Breitner spielte von 1970 bis 1974 bei Bayern München in der Fußball-Bundesliga. Nach der Fußballweltmeisterschaft 1974 wechselte er zu Real Madrid. 1977 kehrte er in die Bundesliga zurück, spielte zunächst für Eintracht Braunschweig und ab 1978 wieder für Bayern München. 1983 trat er endgültig zurück. Er spielte auf den Positionen eines offensiven Verteidigers (frühe 1970er Jahre) und Mittelfeldspielers (spätere Zeit).

Seine größten sportlichen Erfolge waren die Gewinne der Weltmeisterschaft 1974 und der Europameisterschaft 1972 sowie die Vizeweltmeisterschaft 1982. Im WM-Endspiel 1974 gegen die Niederlande verwandelte er einen Elfmeter zum 1:1-Ausgleich, der die Wende zugunsten der deutschen Mannschaft brachte. Außerdem gewann er mit Bayern München einmal den Europapokal der Landesmeister, zweimal den deutschen Pokal, und wurde fünfmal deutscher Meister. Insgesamt erzielte er in seinen 285 Bundesligaspielen 93 Tore.

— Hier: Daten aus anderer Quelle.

PR #331, opened 2023-11-07
Remove Full Track Name

### LINKED ISSUE #328: Space in names are resulting in definitions that make no sense.
Take the line from your drafts that says 

```
Full Track Name = Track Namespace Track Name
```

There is no valid way to parse the right hand of this. We have things like "Full Track Name Length" and "Full Track Name". 

I do not think we should have ambiguous syntax for things that require precision.  I think it would also be good to have things that can be directly mapped to common programming languages.  This moves beyound simply editorial, or specification is underspecified and ambiguous until we fix this.

ianswett:
It's only used a few times and now that Namespace and Name are an opaque sequence of bytes, it's even less compelling.

Fixes #328

### DIFF
--- a/draft-ietf-moq-transport.md
+++ b/draft-ietf-moq-transport.md
@@ -252,47 +252,23 @@ In MOQT, every track has a track name and a track namespace associated
 with it.  A track name identifies an individual track within the
 namespace.
 
-A tuple of a track name and a track namespace together is known as a
-full track name:
-
-~~~~~~~~~~~~~~~
-Full Track Name = Track Namespace Track Name
-~~~~~~~~~~~~~~~
-
 A MOQT scope is a set of servers (as identified by their connection
-URIs) for which full track names are guaranteed to be unique.  This
-implies that within a single MOQT scope, subscribing to the same full
-track name would result in the subscriber receiving the data for the
-same track.  It is up to the application using MOQT to define how broad
-or narrow the scope has to be.  An application that deals with
-connections between devices on a local network may limit the scope to a
-single connection; by contrast, an application that uses multiple CDNs
-to serve media may require the scope to include all of those CDNs.
+URIs) for which the tuple of Track Name and Track Namespace are
+guaranteed to be unique. Within a single MOQT scope, subscribing to the
+same Track Name and Track Namespace results in the subscriber receiving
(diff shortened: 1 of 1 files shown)


kixelated (approved):
love it

draft-ietf-moq-transport.md
```diff
@@ -252,47 +252,23 @@ In MOQT, every track has a track name and a track namespace associated
...
-or narrow the scope has to be.  An application that deals with
-connections between devices on a local network may limit the scope to a
-single connection; by contrast, an application that uses multiple CDNs
-to serve media may require the scope to include all of those CDNs.
-
-The full track name is the only piece of information that is used to
-identify the track within a given MOQT scope and is used as cache key.
+URIs) for which the tuple of Track Name and Track Namespace are
+guaranteed to be unique. Within a single MOQT scope, subscribing to the
+same Track Name and Track Namespace results in the subscriber receiving
```
suhasHere, line 258: s/  subscribing to the same Track Name and Track Namespace are guaranteed/  

  ==> subscribing to the same tuple of Track Name and its Namespace results in ...

It is important to know the combination of these 2 (as a tuple) is what identifies a track and just track name, since they are no unique even within a moq scope

suhasHere (changes requested):

draft-ietf-moq-transport.md
```diff
@@ -252,47 +252,21 @@ In MOQT, every track has a track name and a track namespace associated
...
+URIs) for which the tuple of Track Name and Track Namespace are
+guaranteed to be unique and identify a specific track. It is up to
+the application using MOQT to define how broad or narrow the scope is.
+An application that deals with connections between devices
+on a local network may limit the scope to a single connection; by
+contrast, an application that uses multiple CDNs to serve media may
+require the scope to include all of those CDNs.
+
+The tuple of Track Namespace and Track Name identify the track
+within a given MOQT scope and is used as cache key.
```
ianswett, line 265:
```suggestion
Because the tuple of Track Namespace and Track Name are unique within an
MOQT scope, they can be used as a cache key.
```

draft-ietf-moq-transport.md
ianswett: Thanks Suhas, I clarified this and shortened the text.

Breitner trat auch als Schauspieler in dem Film Potato-Fritz (1976) und als Kommentator für die Bild-Zeitung auf.

Breitner pflegte besonders in den frühen 1970er Jahren das publikumswirksame und den damaligen Zeitgeist entsprechende Image eines Fußball-Rebellen. Mit einer Frisur im wilden Afro-Look, der demonstrativ zum Training mitgenommenen Mao-Bibel und seinem Dauerstreit mit Bundestrainer Helmut Schön und vielen Funktionären des DFB waren ihm die Schlagzeilen der Sportpresse sicher. Andererseits zeigte er schon damals realistischen Geschäftssinn und griff jedenfalls dann nicht zur offenen Rebellion, wenn diese mit eigenem körperlichem oder wirtschaftlichem Risiko verbunden gewesen wäre, so hielt er sich z.B. im Spanien der Franco-Ära im Rahmen der vom Regime gestatteten Freiräume und hatte im übrigen zu seinen Vereinspräsidenten und Sponsoren meist ein gutes Verhältnis. Sein Markenzeichen, den Vollbart, rasierte er sich vor der Weltmeisterschaft 1982 ab, um Sponsorengelder eines Rasierapparate-Herstellers zu erhalten.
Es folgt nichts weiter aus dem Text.